Manuel Pereira (Dermatologie, Münster) und Martin Metz (Dermatologie, Berlin) beantworten gekonnt die Frage nach der Systemtherapie bei chronischem Pruritus. Hierzu wird auf die Empfehlungen der aktuellen S2k-Leitlinie eingegangen, und es werden einige wichtige Substanzklassen wie die Gabapentinoide vorgestellt. Anschließend stellen die beiden Experten moderne Therapien vor, die derzeit in klinischen Prüfungen befindlich sind. Hierbei reiht sich ein Highlight an das nächste, und wir dürfen hoffen, in Zukunft über neue zugelassene Therapien zu verfügen. Zum Beispiel hat kürzlich der IL(Interleukin)-31-Antikörper Nemolizumab sehr gute Erfolge in der Therapie der chronischen Prurigo gezeigt, und wir dürfen auf weitere Studien hierzu hoffen. Elke Weisshaar (Dermatologie, Heidelberg) übernimmt als langjährige Expertin dahingegen die schwere Aufgabe, den Abgesang auf die Antihistaminika in der Pruritusmedizin einzuleiten.

Bei so vielen Highlights fragt man sich, was kommt noch; was kommt als Nächstes?
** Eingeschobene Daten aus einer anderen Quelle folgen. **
PR #472, opened 2015-02-26
Support URL paths in an endpoint_url

### LINKED ISSUE #420: Not compatible with endpoints that have a url_path (regression from boto)

jamesls:
Fixes #420
Also fixes aws/aws-cli#961
Closes #460

This fixes the issue by extracting out the logic for converting
a request_dict that we get from a serializer to an AWSRequest object
that's used by requests.  This also lets have have more
specific tests for this functionality.

cc @kyleknap @danielgtaylor

### DIFF
--- a/botocore/endpoint.py
+++ b/botocore/endpoint.py
@@ -23,8 +23,9 @@ from botocore.vendored import six
 
 from botocore.exceptions import UnknownEndpointError
 from botocore.awsrequest import AWSRequest
-from botocore.compat import urljoin, filter_ssl_san_warnings
-from botocore.utils import percent_encode_sequence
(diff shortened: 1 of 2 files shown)


danielgtaylor:
LGTM :ship:-it.

jamesls:
Not sure what's going on with travis.  I cancelled/restarted the job but not luck.  It runs clean on my system, I'm inclined to just merge this.  @kyleknap @danielgtaylor Any concerns?

danielgtaylor:
@jamesls I think it's probably fine if you run it through the different Python versions locally.

I also reached out to Travis CI to see if they can fix these builds not starting.

kyleknap:
That's fine. I am having the same issue with one of the PR's I'm working on for botocore.

PR #474, opened 2015-02-27
Add region name property to clients

jamesls:
As part of this change, I removed the `clone_client` method.  This ended up not being as useful as I thought, and gets harder to maintain as we add new features to the client.

For now, the region_name is just copied out from the endpoint.  I think eventually we're moving region name out of endpoint, but we can still maintain this interface.  That way, this should unblock any customizations that get the region name from the endpoint.  They can now just grab this value from clients.

cc @kyleknap @danielgtaylor


tests/unit/test_endpoint.py
```diff
@@ -1,4 +1,4 @@
-# Copyright 2012-2014 Amazon.com, Inc. or its affiliates. All Rights Reserved.
+# Copyright 2012-2015 Amazon.com, Inc. or its affiliates. All Rights Reserved.
```
danielgtaylor: It doesn't look like there are any other changes to this file. Any reason to update the copyright year?

danielgtaylor:
LGTM and I'm :+1: on removing `clone_client` after talking with @kyleknap about it. :ship:-it!

tests/unit/test_endpoint.py
jamesls: This was part of a larger refactoring, which I rebased.  Looks like I didn't quite get them split cleanly, I'll change this back.

kyleknap:
Looks good to me. Its fine that we are using the ``endpoint.region_name`` as that is where ``region_name`` should be sourced from in the client until we move the ``region_name`` logic out of the endpoint and into the client. :ship:

PR #475, opened 2015-02-27
Move client methods

jamesls:
This is a non functional change that moves all the client specific methods into the BaseClient class.  This gives us two things:

1. Cleanly separates the client methods from the ClientCreator methods.  Makes it easier to follow the client creator code.
2. Allows us to test the client without having to go through a client creator.

Note that this PR builds off of the region name change PR (https://github.com/boto/botocore/pull/474), so part of that diff appears here.  
The new commit is just this one: https://github.com/boto/botocore/commit/d292abf1dd8a8f32c42c8636c6bec82b83737ac2

cc @kyleknap @danielgtaylor


jamesls:
Not a huge fan of that.  pep8's pretty clear about what to call these (https://www.python.org/dev/peps/pep-0008/#function-and-method-arguments):

> Always use self for the first argument to instance methods.

 and I'd really only want to do that if it was absolutely necessary (e.g. in the inner function I needed to access the `self` in the outer scope).  It's also weird because it would inconsistent in that all the other methods in the class use `self` except for this one.

danielgtaylor:
I think this looks good, just had the couple minor comments above.

As an aside beyond the scope of this non-functional change, we may want to consider collisions between the output of `ClientCreator._create_methods(service_model)` and the methods on the BaseClient. Stuff like `meta`, `get_paginator`, `can_paginate`, and `get_waiter`.

danielgtaylor:
Okay makes sense. In Boto 3 I required access to both `factory_self` and `self` so it made a bit more sense there in a few places.

Anything this LGTM :ship:-it.

PR #476, opened 2015-03-02
Don't check for reason phrase in 100 continue response

jamesls:
As per the HTTP RFC, the reason phrase is intended for the
human user and the "client is not required to examine or
display the Reason-Phrase...they MAY be replaced by local
equivalents without affecting the protocol."

This isn't an issue for S3, but allows for better interop
for other services.

cc @kyleknap @danielgtaylor


kyleknap:
Looks good. :ship:

PR #478, opened 2015-03-04
Show XML body when unable to parse XML

jamesls:
Right now you'll get a vague message about invalid
syntax if we can't parse the XML for whatever reason.

Now, we catch this error and raise a specific exception that
also includes the XML body so a user can see why we couldn't parse
the exception.

BTW, this happens when:

* You provide an invalid endpoint-url.  Sometimes you might get some
  boiler plate HTML from a site which will trigger this exception.
* There are some cases are XML parser can't handle when we get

Ganz klar geben darauf Alexander Zink (Dermatologie, München) und Martin Dugas (Medizininformatik, Münster) die Antwort: Medizinische Apps sind auf dem Vormarsch und bieten tolle Möglichkeiten bei der Erfassung und Monitorierung von Pruritus. So wurde extra eine ItchyApp für die eigenständige Erfassung des Pruritusverlaufs für Android und iPhone entwickelt und frei verfügbar in die App Stores eingestellt. Über eine intelligente Schnittstelle kann der Patient dem Arzt die Daten zur Verfügung stellen. Darauf haben wir gewartet! Wir würden uns freuen, wenn Sie Ihren Patienten diese Möglichkeit mitteilen und so für die eigene ärztliche Tätigkeit Unterstützung in der Beurteilung des Pruritus erhalten.

Dieses Heft wurde im Vorfeld des 7. Münsteraner Pruritussymposium (12. September 2020, www.pruritussymposium.de) konzipiert. Passend zum „7th year itch“ mussten auch wir leider aufgrund der uns allen bekannten Pandemie von einem Präsenzkongress auf ein digitales webinar umschwenken. Wir freuen uns jedoch auch in diesem Rahmen auf eine vielfältige Interaktion mit Ihnen.